## WHAT NEEDS TO BE DONE
Print the data that follows exactly as it stands, from its first line through the line containing "return $timeout;", and stop there.

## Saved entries
PR #5637, opened 2024-06-04
Add a limit to timeout in throttling function

brezocordero:
## Description

A customer reported the following error:
```
MailPoet\Subscribers\SubscriberIPsRepository::findOneByIPAndCreatedAtAfterTimeInSeconds(): Argument #2 ($seconds) must be of type int, float given, called in /home/site/public_html/wp-content/plugins/mailpoet/Subscription/Throttling.php on line 41
```
This can happen in the [throttling function](https://github.com/mailpoet/mailpoet/blob/db370dc96295a023457313106d6cace85b298f16/mailpoet/lib/Subscription/Throttling.php#L37) if `pow` returns a float (eg: `$subscriptionsCount` > 63).

To avoid that we can limit the value of the timeout to `$subscriptionLimitWindow`

## Code review notes

_N/A_

## QA notes

_N/A_

## Linked PRs

_N/A_

## Linked tickets

[MAILPOET-6103]

## After-merge notes

_N/A_

## Tasks

[MAILPOET-6103]: https://mailpoet.atlassian.net/browse/MAILPOET-6103?atlOrigin=eyJpIjoiNWRkNTljNzYxNjVmNDY3MDlhMDU5Y2ZhYzA5YTRkZjUiLCJwIjoiZ2l0aHViLWNvbS1KU1cifQ

### DIFF
--- a/mailpoet/lib/Subscription/Throttling.php
+++ b/mailpoet/lib/Subscription/Throttling.php
@@ -35,6 +35,8 @@ class Throttling {
         $subscriptionCount = $this->subscriberIPsRepository->getCountByIPAndCreatedAtAfterTimeInSeconds($subscriberIp, $subscriptionLimitWindow);
         if ($subscriptionCount > 0) {
           $timeout = $subscriptionLimitBase * pow(2, $subscriptionCount - 1);
+          // Cap timeout and avoid float numbers
+          $timeout = min($timeout, $subscriptionLimitWindow);
           $existingUser = $this->subscriberIPsRepository->findOneByIPAndCreatedAtAfterTimeInSeconds($subscriberIp, $timeout);
           if (!empty($existingUser)) {
             return $timeout;
--- a/mailpoet/tests/integration/Subscription/ThrottlingTest.php
+++ b/mailpoet/tests/integration/Subscription/ThrottlingTest.php
@@ -31,6 +31,16 @@ class ThrottlingTest extends \MailPoetTest {
     verify($this->throttling->throttle())->equals(MINUTE_IN_SECONDS * pow(2, 10));
   }
 
+  public function testItDoesNotThrowErrorForBigNumbersAndCapsTimeout() {
+    $_SERVER['REMOTE_ADDR'] = '127.0.0.1';
+    verify($this->throttling->throttle())->equals(false);
+    verify($this->throttling->throttle())->equals(60);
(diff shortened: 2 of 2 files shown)


mailpoet/lib/Subscription/Throttling.php
```diff
@@ -34,7 +34,9 @@ public function throttle() {
       if (!empty($subscriberIp)) {
         $subscriptionCount = $this->subscriberIPsRepository->getCountByIPAndCreatedAtAfterTimeInSeconds($subscriberIp, $subscriptionLimitWindow);
         if ($subscriptionCount > 0) {
-          $timeout = $subscriptionLimitBase * pow(2, $subscriptionCount - 1);
+          $timeout = $subscriptionLimitBase * (pow(2, $subscriptionCount - 1));
+          // Cap timeout and avoid float numbers that can happen if $subscriptionCount > 63
```
alex-mpoet: I wouldn't mention the number of subscriptions here. In my tests it was different, maybe this depends on a system.

mailpoet/lib/Subscription/Throttling.php
```diff
@@ -34,7 +34,9 @@ public function throttle() {
       if (!empty($subscriberIp)) {
         $subscriptionCount = $this->subscriberIPsRepository->getCountByIPAndCreatedAtAfterTimeInSeconds($subscriberIp, $subscriptionLimitWindow);
         if ($subscriptionCount > 0) {
-          $timeout = $subscriptionLimitBase * pow(2, $subscriptionCount - 1);
+          $timeout = $subscriptionLimitBase * (pow(2, $subscriptionCount - 1));
```
alex-mpoet: Are extra brackets necessary here?

mailpoet/lib/Subscription/Throttling.php
brezocordero: > In my tests it was different, maybe this depends on a system.

True, it depends on `PHP_INT_MAX`. Removed

mailpoet/lib/Subscription/Throttling.php
brezocordero: > Are extra brackets necessary here?

No, it is a leftover from a local change to test converting with `intval.`
Thanks for noticing, fixed.

alex-mpoet (approved):
Looks good! Thank you!

PR #5641, opened 2024-06-06
Update prefixed composer dependecies [MAILPOET-6101]

lysyjan:
## Description

This PR updates dependencies prefixed and packed as a part of the plugin.

## Code review notes

- I tried to use the latest possible dependencies, but sometimes, not possible due to conflicts.
- I also increased the PHP version because it was locked on 7.2, but we now support 7.4.

## QA notes

Please test all core functionality across both plugins.

## Linked PRs

https://github.com/mailpoet/mailpoet-premium/pull/874

## Linked tickets

[MAILPOET-6101]

## After-merge notes

_N/A_

## Tasks

[MAILPOET-6101]: https://mailpoet.atlassian.net/browse/MAILPOET-6101?atlOrigin=eyJpIjoiNWRkNTljNzYxNjVmNDY3MDlhMDU5Y2ZhYzA5YTRkZjUiLCJwIjoiZ2l0aHViLWNvbS1KU1cifQ


mailpoet/lib/Doctrine/SerializableConnection.php
```diff
@@ -47,16 +47,4 @@ public function rollBack() {
       throw $e;
     }
   }
-
-  public function handleExceptionDuringQuery(Throwable $e, string $sql, array $params = [], array $types = []): void {
```
alex-mpoet, line 51: Why was this method removed? Does the updated package version handle the "MySQL Server has gone away" error now?

mailpoet/lib/Subscribers/ImportExport/ImportExportRepository.php
```diff
@@ -118,7 +118,7 @@ public function insertMultiple(
       }, $columns);
 
       foreach ($item as $columnKey => $column) {
-        $parameters[$paramNames[$columnKey]] = $column;
+        $parameters[substr($paramNames[$columnKey], 1)] = $column;
```
alex-mpoet, line 122: Are you removing the leading colon here in the loop? It would be great to add a comment about it.

mailpoet/prefixer/fix-doctrine.php
```diff
@@ -25,23 +25,6 @@
 $php7CachedItem = str_replace('final class CacheItem', 'final class TypedCacheItem', $php7CachedItem);
 file_put_contents(__DIR__ . "/../vendor-prefixed/doctrine/cache/lib/Doctrine/Common/Cache/Psr6/TypedCacheItem.php", $php7CachedItem);
 
-// Replace PHP8 syntax in ReflectionReadonlyProperty.
```
alex-mpoet: Why is this code not necessary anymore?

mailpoet/lib/Segments/DynamicSegments/Filters/MailPoetCustomFields.php
```diff
@@ -88,30 +88,30 @@ private function applyForDate(QueryBuilder $queryBuilder, DynamicSegmentFilterEn
   }
 
   private function applyForDateMonth(QueryBuilder $queryBuilder, string $valueParam): QueryBuilder {
-    $queryBuilder->andWhere("month(subscribers_custom_field.value) = month($valueParam)");
+    $queryBuilder->andWhere("month(subscribers_custom_field.value) = month(:$valueParam)");
```
alex-mpoet, line 91: I see that in other places you're removing colons, but here and below you're adding them instead, I'd like to get some context about this.

alex-mpoet (commented):
I have a few notes, please see below.

mailpoet/lib/Doctrine/SerializableConnection.php
lysyjan: Thanks for pointing out it! I wanted to test, but in the end, I forgot.

This solution is no longer possible because we updated Doctrine DBAL from 2 to 3, but I added a new one in [this commit](https://github.com/mailpoet/mailpoet/pull/5641/commits/76f457eb2c087732a2d5e0987da4d1db5c22f9cd).

mailpoet/lib/Subscribers/ImportExport/ImportExportRepository.php
lysyjan: Good point. I added a comment [here](https://github.com/mailpoet/mailpoet/pull/5641/commits/2e8cb0a6e606b194cf708b7663afee6cf28fd4b7).

mailpoet/prefixer/fix-doctrine.php
lysyjan: Thanks. My bad, because I misunderstood the comment. I thought it is not needed with the new version.
I reverted this change [here](https://github.com/mailpoet/mailpoet/pull/5641/commits/bb5c8b15cb8a9ca1f7b287a04f9328b71331653d).

mailpoet/lib/Segments/DynamicSegments/Filters/MailPoetCustomFields.php
lysyjan: I had to change this in more places, and it depends on the context. Because we used a newer version of Doctrine DBAL, a parameter name with the colon in a name in the method `setParameter()` is no longer allowed. But when we use named parameters in SQL, we still need to use the colon here because it identifies the parameter.

For example, when we have a parameter name stored in a variable `$parameter = ':param'` in the past it was no issue when we used it in SQL `WHERE s.name = $parameter` and then used `$qb->setParameter($parameter)`. With the version DBAL 3 we cannot do this anymore, and I have to remove the colon from variables and add it before them in SQL. So, now it must be: `$parameter = 'param'`, `WHERE s.name = :$parameter`.

I hope this will help you to understand those changes better. 

I'm sorry I should add it to the PR description.

alex-mpoet: Thanks for the explanation. This is a bit of a gotcha, I wonder if it could be documented somewhere so there would be less risk of a parameter with an invalid name quietly slipping into code when other developers work on the codebase. What happens if you forget to put a colon in SQL before a variable?

mailpoet/lib/Doctrine/SerializableConnection.php
alex-mpoet: Thank you for adding this code!

mailpoet/lib/Segments/DynamicSegments/Filters/MailPoetCustomFields.php
lysyjan: > This is a bit of a gotcha, I wonder if it could be documented somewhere so there would be less risk of a parameter with an invalid name quietly slipping into code when other developers work on the codebase. What happens if you forget to put a colon in SQL before a variable?

It took me some time to find out why some of our queries stopped working. I tried to find a page about it in the documentation, but I was not successful.
When you forget to put the colon in a query, it will suspect that it is not a variable but the column's name. When you use the colon in a parameter name, it will throw an exception about a missing value for the parameter.

TLDR: Your query will not work.

It's interesting that a part of our code was without an issue, but somewhere, we needed to fix it. I think we don't need to mention anything special in our documentation.

alex-mpoet: > When you forget to put the colon in a query, it will suspect that it is not a variable but the column's name

I assume it will throw an error in this case. Is it clear enough so it can be quickly fixed? Or will it require lengthy debugging?

lysyjan: > I assume it will throw an error in this case. Is it clear enough so it can be quickly fixed? Or will it require lengthy debugging?

The exception contains `Named parameter "email_0" does not have a bound value.`. I think that's a pretty good guide. 
What do you think?

alex-mpoet: Yes, it seems descriptive enough to assume that current error handling allows such cases to be noticed early and fixed promptly. Thank you for sharing the details!

alex-mpoet (approved):
Good job!

Aschepikov (approved):
GJ!

PR #5643, opened 2024-06-07
Fix live preview when changing button font size in form editor [MAILPOET-5655]

NeosinneR:
## Description

This PR fixes live preview when changing the button's font size. 

## Code review notes

The issue was that [FontSizePicker](https://developer.wordpress.org/block-editor/reference-guides/components/font-size-picker/) can return a [number or string](https://developer.wordpress.org/block-editor/reference-guides/components/font-size-picker/#onchange-value-number-string-undefined-selecteditem-fontsize-void) when changing value. However, we were expecting a number and automatically suffixed `px`, which made the value invalid (`20pxpx`). 

Screenshot 2024-06-07 at 15 50 28

The fix checks the type of the value, and if it's already a string, it won't suffix it because the component could be set to `em` or `rem` instead of `px`.

## QA notes

In the form editor change the font size of the button. Try also using different units (`em` or `rem`). In all cases, you should see the font size changing also on the button. 

## Linked PRs

_N/A_

## Linked tickets

[MAILPOET-5655]

## After-merge notes

_N/A_

## Tasks

[MAILPOET-5655]: https://mailpoet.atlassian.net/browse/MAILPOET-5655?atlOrigin=eyJpIjoiNWRkNTljNzYxNjVmNDY3MDlhMDU5Y2ZhYzA5YTRkZjUiLCJwIjoiZ2l0aHViLWNvbS1KU1cifQ

### DIFF
--- a/mailpoet/assets/js/src/form-editor/blocks/submit/edit.tsx
+++ b/mailpoet/assets/js/src/form-editor/blocks/submit/edit.tsx
@@ -46,6 +46,11 @@ function SubmitEdit({ attributes, setAttributes }: Props): JSX.Element {
     </InspectorControls>
   );
 
+  const fontSize =
+    typeof attributes.styles.fontSize === 'number'
+      ? `${attributes.styles.fontSize}px`
+      : attributes.styles.fontSize;
+
   const styles: CSSProperties = !attributes.styles.inheritFromTheme
     ? {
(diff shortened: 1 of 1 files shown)


lysyjan (approved):
Good job! It looks good.

veljkho (approved):
Looks good, verified !

PR #54, opened 2016-03-02
uuid v5 implementation

fabricedesre:
Rebased https://github.com/rust-lang-nursery/uuid/pull/35

### DIFF
--- a/.travis.yml
+++ b/.travis.yml
@@ -26,9 +26,6 @@ after_success: |
 env:
   global:
     secure: OiQj6NSyu634pS+qWCAeaibuBdiRsDMz5k0bi8hhdom3W24L8I9KkdWlBm2K8Ef97Uzgg6Xsr7LSWX0CONxX2eU3QaB1v3mXNxModa7ftW/w9y7B8MThxS5nRTUmHZC17OvoQ3EoNyrktnTAkyIr0E0YxBruJYAi4EH+54guRN8=
-  matrix:
-    - FEATURE=""
-    - FEATURE="v5"
 notifications:
   email:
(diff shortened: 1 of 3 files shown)


alexcrichton:
Thanks @fabricedesre! I'm a little worried about picking up a dependency on the `sha1` crate, however. It looks like [the implementation](https://github.com/mitsuhiko/rust-sha1/blob/master/src/lib.rs) has a lot of [unnecessary allocations](https://github.com/mitsuhiko/rust-sha1/blob/master/src/lib.rs#L117-L120) and in general may not quite be up to par with the nursery quality standards. Is there another possible implementation of sha1 we could use? Perhaps the sha1 calculation could be offloaded elsewhere?

fabricedesre:
Rust-crypto (https://github.com/DaGenix/rust-crypto/) has a sha1 implementation that looks solid, but I don't know what the criteria are for the nursery.

alexcrichton:
In the past there's been some mixed messaging about what the future of rust-crypto is. There may just unfortunately not be a great and small sha1 binding to use :(

alexcrichton:
Ok, I've [sent an upstream PR](https://github.com/mitsuhiko/rust-sha1/pull/13) to help get the library into shape as a dependency here, and then I think we can merge this.

There's also a few other minor breaking changes in the next release of uuid, so I'll release 0.2 with a few other tweaks as well.

steveklabnik:
This PR itself is now non-mergable

alexcrichton:
Ok, upstream got merged, so I'll merge this manually (belatedly)

PR #55, opened 2016-03-24
add to_bytes, for consuming uuid

viperscape:
Adds a method to consume Uuid and return inner bytes; alternative to referencing as_bytes. Thought it might be useful

### DIFF
--- a/src/lib.rs
+++ b/src/lib.rs
@@ -326,6 +326,11 @@ impl Uuid {
         &self.bytes
     }
 
+    /// Return an array of 16 octets containing the UUID data, consumes Uuid
+    pub fn to_bytes(self) -> UuidBytes {
+        self.bytes
+    }
+
     /// Returns the UUID as a string of 32 hexadecimal digits
     ///
     /// Example: `936DA01F9ABD4d9d80C702AF85C822A8`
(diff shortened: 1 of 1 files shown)


alexcrichton:
Perhaps the `as_bytes` method could be changed to return `&[u8; 16]`? That way you could directly load from that (as it's a `Copy` type) to get the underlying bytes.

viperscape:
I don't know if that's considered a breaking change. I wanted a way to store the uuid as bytes without copying the bytes themselves, so just move semantics, it seemed like a good idea to just consume the uuid in this case. I'm not sure if that fits the library because it's awfully close to as_bytes, it's okay if it doesn't but thought I'd PR anyways :)

alexcrichton:
Due to coercions it's likely to not be a breaking change, but yeah there are subtle cases it could perhaps cause problems. If this should specifically be a *consuming* conversion then we probably want to call it `into_bytes` rather than just `to_bytes`, but the `Uuid` type is `Copy` anyway so you can't really consume an instance of it (it's just always copied)

alexcrichton:
Ok, with https://github.com/rust-lang-nursery/uuid/pull/56 on the horizon as a breaking change I'm gonna go ahead and change this to return a `&[u8; 16]` in `as_bytes` as another breaking change. Thanks for the PR though!

PR #58, opened 2016-04-04
Implement `Ord` and `PartialOrd` for `Uuid`

eeeeeta:
Useful as it allows a UUID to be used as a key for a BTreeMap, which wasn't possible before.

This is accomplished by using the underlying byte array's builtin Ord/PartialOrd implementations.

### DIFF
--- a/src/lib.rs
+++ b/src/lib.rs
@@ -154,7 +154,7 @@ pub enum UuidVariant {
 }
 
 /// A Universally Unique Identifier (UUID)
-#[derive(Copy, Clone, PartialEq, Eq)]
+#[derive(Copy, Clone, PartialEq, Eq, PartialOrd, Ord)]
 pub struct Uuid {
     /// The 128-bit number stored in 16 bytes
     bytes: UuidBytes,


alexcrichton:
Thanks! Could this actually use `#[derive]`?

eeeeeta:
@alexcrichton Probably - I was just unsure how deriving an Ord impl works. Does it just use the struct members' implementations? If so, I'd be glad to just use that.

(I'm assuming you can just forcepush the pull request branch? I'm quite inexperienced with GitHub pull requests)

alexcrichton:
Yeah a force push should do the trick! And yeah `#[derive]` will basically "do the right thing" for aggregate structures (delegating to the implementation for each field)

eeeeeta:
@alexcrichton done! thank you for your help.

alexcrichton:
Thanks!

jgillich:
@alexcrichton Could you please publish a new release with this change? :)

alexcrichton:
Certainly! 0.2.1 published

jgillich:
Awesome, thanks!

PR #59, opened 2016-04-21
added Uuid v1 with random node support

liuchong:
added Uuid v1 with random node support
TODO: support generate node with a real MAC.

In fact in some situations such as in docker, the MAC is virtual. so I think to use a random node seem to be ok then.

please refer to: https://docs.docker.com/v1.8/articles/networking/

### DIFF
--- a/Cargo.toml
+++ b/Cargo.toml
@@ -16,7 +16,6 @@ A library to generate and parse UUIDs.
 rustc-serialize = { version = "0.3", optional = true }
 serde = { version = "^0.7.0", optional = true }
 rand = { version = "0.3", optional = true }
-time = "0.1"
 
 [features]
 use_std = []
--- a/Cargo.toml
+++ b/Cargo.toml
@@ -16,7 +16,9 @@ A library to generate and parse UUIDs.
 rustc-serialize = { version = "0.3", optional = true }
 serde = { version = "^0.7.0", optional = true }
 rand = { version = "0.3", optional = true }
+time = "0.1"
 
 [features]
 use_std = []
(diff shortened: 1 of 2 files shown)


alexcrichton:
Unfortunately the `unsafe` code here isn't thread-safe, and it seems like trying to guess the MAC of the machine we're one is somewhat of a lost cause? Perhaps this could take the timestamp and the MAC as inputs to the constructor?

liuchong:
The "node" and "clock_seq" as given arguments are already in the fn "get_v1", I changed it's name to "new_v1_of". then added another commit to init the static_node use std::sync::{ONCE_INIT, Once}, is it ok that I've added an "extern crate std"?

alexcrichton:
Ah sorry, I mean that this should continue to not have a dependency on either `std` or `time`. Instead the `Uuid::new_v1` could be the only function added here and it could take two arguments, one for the MAC address and one for the timestamp perhaps?

liuchong:
https://github.com/rust-lang-nursery/uuid/pull/59/commits/9108a020ed2db95dfd62e4e97bf62d2436744333
Do you mean like this? (also, what do you think of if the clock_seq need to be in the parameters list?)

seems some usless, and it's almost the same as "from_fields".

alexcrichton:
Yeah I was thinking something like that (although also not having optional parameters which were in turn randomly generated).

I don't think we're really poised to fully provide V1 UUID generation because we don't have a robust method of figuring out what the local MAC address is?

liuchong:
close for now

PR #61, opened 2016-04-29
Fix index out of bounds panic in parse_str

### LINKED ISSUE #60: Index out of bounds panic in UUID parser
Hello,

I managed to cause an index out of bounds panic in the `parse_str` function with the following input:

```Rust
assert_eq!(Uuid::parse_str("231231212212423424324323477343246663"), Err(InvalidLength(36)));
```

The problem here is that the `parser_str` function checks for the input length (32 or 36), but does not have any "hyphen verification" in the 36 case. Because of this, the 33rd digit will cause the panic: 

[index out of bounds: the len is 16 but the index is 16', src/lib.rs:489](https://github.com/rust-lang-nursery/uuid/blob/0.2.1/src/lib.rs#L489)
```Rust
let mut buffer = [0u8; 16];
//...
buffer[(digit / 2) as usize] = acc;
//      ^^^^^^^^^
//         16
```

I tried to implement a quick fix in two different ways, but both have drawbacks.
I can count the hyphens when the input length is 36, or I can just check for the `digit` index variable in every iteration of the parser loop.

Which would be more efficient / cleaner solution? What kind of `ParseError` should I return in this case?

MrAnno:
Fixes #60

### DIFF
--- a/src/lib.rs
+++ b/src/lib.rs
@@ -722,6 +722,8 @@ mod tests {
                    Err(InvalidLength(33)));
         assert_eq!(Uuid::parse_str("67e5504410b1426%9247bb680e5fe0c8"),
                    Err(InvalidCharacter('%', 15)));
+        assert_eq!(Uuid::parse_str("231231212212423424324323477343246663"),
+                   Err(InvalidLength(36)));
 
         // Valid
         assert!(Uuid::parse_str("00000000000000000000000000000000").is_ok());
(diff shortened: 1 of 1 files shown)


alexcrichton:
Thanks!

MrAnno:
When will it be available on crates.io? :) (I can use my fork if the next release will be delayed.)

alexcrichton:
Ah no worries, I went ahead and published

MrAnno:
Wow, it was really fast. Thank you!

PR #63, opened 2016-05-29
lib: Change `rand` to `v4`

kraai:
The `rand` feature, which was renamed to `v4`, was still mentioned in the documentation.  Update those references.


alexcrichton:
Thanks!

PR #64, opened 2016-06-24
Improve some docs

steveklabnik:
They're not perfect yet, but add some examples, and fix some consistency issues

### DIFF
--- a/src/lib.rs
+++ b/src/lib.rs
@@ -122,10 +122,10 @@ mod serde;
 #[cfg(feature = "v4")]
 use rand::Rng;
 
-/// A 128-bit (16 byte) buffer containing the ID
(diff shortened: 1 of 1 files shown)


src/lib.rs
```diff
@@ -246,28 +264,65 @@ impl Uuid {
         }
     }
 
-    /// Creates a new random UUID
+    /// Creates a random `Uuid`.
+    ///
+    /// This uses the `rand` crate's default task RNG as the source of random numbers.
+    /// If you'd like to use a custom generator, don't use this method: use the
+    /// [`rand::Rand trait`]'s `rand()` method instead.
```
alexcrichton: Perhaps this could be expanded a bit as well to indicate that it requires enabling the `v4` feature of this library?

PR #68, opened 2016-07-07
Add doc examples for `uuid::Uuid::as_bytes`.

frewsxcv:


src/lib.rs
```diff
@@ -371,6 +371,20 @@ impl Uuid {
     }
 
     /// Return an array of 16 octets containing the UUID data
```
GuillaumeGomez: I just saw: we say octet in english? Isn't it byte?

GuillaumeGomez:
Seems good for me.

alexcrichton:
Thanks!

PR #201, opened 2022-08-05
Feat(list): enable filtering programmatically

fkhadra:
Hey! This PR aims to address #85. The names for the method I've added are coming from #129. 

- set filter value programmatically
- enable filtering programmatically. Apply filter if needed

https://user-images.githubusercontent.com/5574267/183026053-8169a28c-b862-467b-bdf6-d538769148df.mov

Below is the code used in the video. I tried to keep it as simple as possible
```go
package main

import (
	"github.com/charmbracelet/bubbles/list"
	tea "github.com/charmbracelet/bubbletea"
)

type item struct {
	title string
}

func (i item) Title() string       { return i.title }
func (i item) Description() string { return i.title }
func (i item) FilterValue() string { return i.title }

type Model struct {
	list list.Model
}

func New() Model {
	items := []list.Item{
		item{title: "red"},
		item{title: "blue"},
		item{title: "orange"},
		item{title: "purple"},
		item{title: "green"},
		item{title: "magenta"},
	}
	l := list.New(items, list.NewDefaultDelegate(), 100, 100)

	// uncomment to set default filter value
	// l.SetFilterValue("purple")

	return Model{
		list: l,
	}
}

func (m Model) Init() tea.Cmd {
	// used to enable filtering programmatically
	return list.EnableLiveFiltering
}

func (m Model) Update(msg tea.Msg) (tea.Model, tea.Cmd) {
	var (
		cmd  tea.Cmd
		cmds []tea.Cmd
	)

	switch msg := msg.(type) {
	case tea.WindowSizeMsg:
		m.list.SetSize(msg.Width, msg.Height)
	}

	m.list, cmd = m.list.Update(msg)
	cmds = append(cmds, cmd)

	return m, tea.Batch(cmds...)
}

func (m Model) View() string {
	return m.list.View()
}

```

I did not implement a way to disable the filter programmatically as I believe this can already be done using `ResetFilter`.

I've also tested my implementation with a custom input by setting `l.SetShowFilter(false)`.

Issue #85, opened 2021-12-21
Activate filtering programmatically


revett:
## Problem

I'm looking to enable filtering for my `github.com/charmbracelet/bubbles/list` component by default so that as soon as the list is rendered I can start to type, without needing to press the filter shortcut (`/`) first. 

## Recreate

- Use the `list-default` example within the [charmbracelet/bubbletea](https://github.com/charmbracelet/bubbletea/blob/master/examples/list-default/main.go) repo
- Set `m.list.SetFilteringEnabled(true)` on line 82
- Note that this does not do anything

I'm relatively new to the package so I think this needs to be done at a different point within the model lifecycle, rather than at the point of creation. Any help would be great 👍

meowgorithm:
Hi! [SetFilteringEnabled](https://pkg.go.dev/github.com/charmbracelet/bubbles@v0.9.0/list#Model.SetFilteringEnabled) is actually for enabling and disabling filter functionality, not quite for triggering filtering. Based on my quick skimming of the code _think_ we’ll need to add a method for you to be able to activate the filter UI programmatically.

Anyway, it’s a good idea, and we should definitely add it (surprised we haven’t, actually), though it will probably happen after the new year.

joaom00:
Any update around this?

akgunberk:
I am facing the same issue. I just want to view filter input with a different key msg and use it for another purpose rather than filtering. But now way to achieve this. m.list.SetShowFilter() doesn't work and does not replace title. Any news on this issue?

usrme:
Same thoughts as @akgunberk: I would ideally just want to co-opt the same screen space the filtering currently takes up, but activate it with a different key and then just capture the input without any filtering.

bashbunni:
Hey @revett I believe this is fixed in https://github.com/charmbracelet/bubbles/pull/335 - could you please let us know if this is still an issue? It sounds to me like it's the same feature request

PR #335, opened 2023-02-21
Add SetFilterText and SetFilterState

taigrr:
Currently, there's no way to allow a developer to prefill a list filter reliably. A workaround of using Program.Send works, but is limiting.

This PR introduces two new functions, SetFilterText and SetFilterState which fix this issue and allow for finer control over the list's initial filter state.

Willing to make whatever style changes etc. are required.

### DIFF
--- a/list/list.go
+++ b/list/list.go
@@ -10,16 +10,17 @@ import (
 	"strings"
 	"time"
 
-	"github.com/charmbracelet/bubbles/help"
-	"github.com/charmbracelet/bubbles/key"
-	"github.com/charmbracelet/bubbles/paginator"
-	"github.com/charmbracelet/bubbles/spinner"
-	"github.com/charmbracelet/bubbles/textinput"
 	tea "github.com/charmbracelet/bubbletea"
 	"github.com/charmbracelet/lipgloss"
 	"github.com/muesli/reflow/ansi"
 	"github.com/muesli/reflow/truncate"
 	"github.com/sahilm/fuzzy"
+
+	"github.com/charmbracelet/bubbles/help"
+	"github.com/charmbracelet/bubbles/key"
+	"github.com/charmbracelet/bubbles/paginator"
+	"github.com/charmbracelet/bubbles/spinner"
+	"github.com/charmbracelet/bubbles/textinput"
 )
 
 // Item is an item that appears in the list.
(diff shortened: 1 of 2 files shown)


taigrr:
This also addresses #85 but in a different way than #201

taigrr:
thanks for the tests (both manual and programmatic) @k-x7 !

list/list.go
```diff
@@ -255,12 +256,40 @@ func (m *Model) SetShowTitle(v bool) {
 	m.updatePagination()
 }
 
+// SetFilterText explicitly sets the filter text without relying on user input.
+// It also sets the filterState to a sane default of FilterApplied, but this
+// can be changed with SetFilterState
+func (m *Model) SetFilterText(filter string) {
+	m.filterState = Filtering
+	m.FilterInput.SetValue(filter)
+	cmd := filterItems(*m)
```
andrewebdev, line 265: Should this maybe be returned by the functions? If a command is sent by a function, surely it might be prudent to send that along?

andrewebdev: Basically `SetFilterText()` should return a `tea.Cmd`?

taigrr: No, we call it and handle it. The model might not have been initialized yet. We can't assume the program is already running.

andrewebdev: ah ok that makes sense.

taigrr:
@caarlos0 / @maaslalani  any chance I could get this revisited?

lorenzo-milicia:
This implementation does not set the `filteredItems` list to be the whole list when the state is set to `Filtering`, and the `FilterInput` has empty string as value. I would add the same code found in the switch to the `Filtering` state by key press:
```
if m.FilterInput.Value() == "" {
// Populate filter with all items only if the filter is empty.
m.filteredItems = m.itemsAsFilterItems()
}
```

ajayd-san:
Hey, 
Is there a reason why this is not yet merged? I'd like to work on it if no one else is.

caarlos0 (approved):

meowgorithm (approved):

taigrr:
Nearing the 1 year anniversary of my last bump request :)

Does the second approval mean we're closer to a merge?

caarlos0:
thanks @taigrr , sorry for the delay marging this

taigrr:
Awesome. No worries, I know y'all are busy and this adds exported functionality to the API, it should be vetted thoroughly :)

meowgorithm:
Thanks for your patience with this one @taigrr ❤️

## FINISHED EXERCISE
PR #5637, opened 2024-06-04
Add a limit to timeout in throttling function

brezocordero:
## Description

A customer reported the following error:
```
MailPoet\Subscribers\SubscriberIPsRepository::findOneByIPAndCreatedAtAfterTimeInSeconds(): Argument #2 ($seconds) must be of type int, float given, called in /home/site/public_html/wp-content/plugins/mailpoet/Subscription/Throttling.php on line 41
```
This can happen in the [throttling function](https://github.com/mailpoet/mailpoet/blob/db370dc96295a023457313106d6cace85b298f16/mailpoet/lib/Subscription/Throttling.php#L37) if `pow` returns a float (eg: `$subscriptionsCount` > 63).

To avoid that we can limit the value of the timeout to `$subscriptionLimitWindow`

## Code review notes

_N/A_

## QA notes

_N/A_

## Linked PRs

_N/A_

## Linked tickets

[MAILPOET-6103]

## After-merge notes

_N/A_

## Tasks

[MAILPOET-6103]: https://mailpoet.atlassian.net/browse/MAILPOET-6103?atlOrigin=eyJpIjoiNWRkNTljNzYxNjVmNDY3MDlhMDU5Y2ZhYzA5YTRkZjUiLCJwIjoiZ2l0aHViLWNvbS1KU1cifQ

### DIFF
--- a/mailpoet/lib/Subscription/Throttling.php
+++ b/mailpoet/lib/Subscription/Throttling.php
@@ -35,6 +35,8 @@ class Throttling {
         $subscriptionCount = $this->subscriberIPsRepository->getCountByIPAndCreatedAtAfterTimeInSeconds($subscriberIp, $subscriptionLimitWindow);
         if ($subscriptionCount > 0) {
           $timeout = $subscriptionLimitBase * pow(2, $subscriptionCount - 1);
+          // Cap timeout and avoid float numbers
+          $timeout = min($timeout, $subscriptionLimitWindow);
           $existingUser = $this->subscriberIPsRepository->findOneByIPAndCreatedAtAfterTimeInSeconds($subscriberIp, $timeout);
           if (!empty($existingUser)) {
             return $timeout;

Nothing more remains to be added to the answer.